Institute of Information Science Academia Sinica
講 題: From Feedforward-Designed Convolutional Neural Networks (FF-CNNs) to Successive Subspace Learning (SSL)
講 者: 郭宗杰 教授 (Media Communications Lab, University of Southern California)
時 間: 2019-09-26 (Thu) 10:30 – 12:30
地 點: 資訊所新館106演講廳
邀請人: 廖弘源

It is common to project signals from a high-dimensional space to a low-dimension space for ease of signal analysis and manipulation. This is known as the subspace method.

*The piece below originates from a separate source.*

PR #1211, opened 2017-05-04
parse PE line, debug sequence version and propagate to record, add te…

FredericBGA:
In order to get an Uniprot fasta header (http://www.uniprot.org/help/fasta-headers), you need to retrieve Protein Existence value and sequence version as well.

One example is the principal component analysis (PCA). Being motivated by research on interpretable deep learning, we propose a new data-driven machine learning paradigm based on the subspace concept and call it the successive subspace learning (SSL) methodology. In contrast with the traditional subspace method, the SSL has several novel ingredients. First, each basic unit in the SSL contains subspace dimension expansion and reduction two modules. Second, the SSL system has multiple basic units in cascade. Third, an efficient multi-class classifier based on the subspace concept, called the subspace classifier, is adopted in the SSL system. We will use two examples to demonstrate the SSL methodology; namely, the PixelHop and the PointHop methods. They are developed, respectively, for image object classification and 3D point cloud classification. Experimental results will be provided to demonstrate the advantages of the SSL approach.


Dr. C.-C. Jay Kuo received his Ph.D. degree from the Massachusetts Institute of Technology in 1987. He is now with the University of Southern California (USC) as Director of the Media Communications Laboratory and Distinguished Professor of Electrical Engineering and Computer Science. His research interests are in the areas of media processing, compression and understanding. Dr. Kuo was the Editor-in-Chief for the IEEE Trans. on Information Forensics and Security in 2012-2014. Dr. Kuo is a Fellow of AAAS, IEEE and SPIE. He has guided 150 students to their Ph.D. degrees and supervised 29 postdoctoral research fellows. Dr. Kuo is a co-author of 280 journal papers, 920 conference papers and 14 books. Dr. Kuo received the 2016 IEEE Computer Society Taylor L. Booth Education Award, the 2016 IEEE Circuits and Systems Society John Choma Education Award, the 2016 IS&T Raymond C. Bowman Award, the 2017 IEEE Leon K. Kirchmayer Graduate Teaching Award, the 2017 IEEE Signal Processing Society Education Award, and the 2019 IEEE Computer Society Edward J. McCluskey Technical Achievement Award.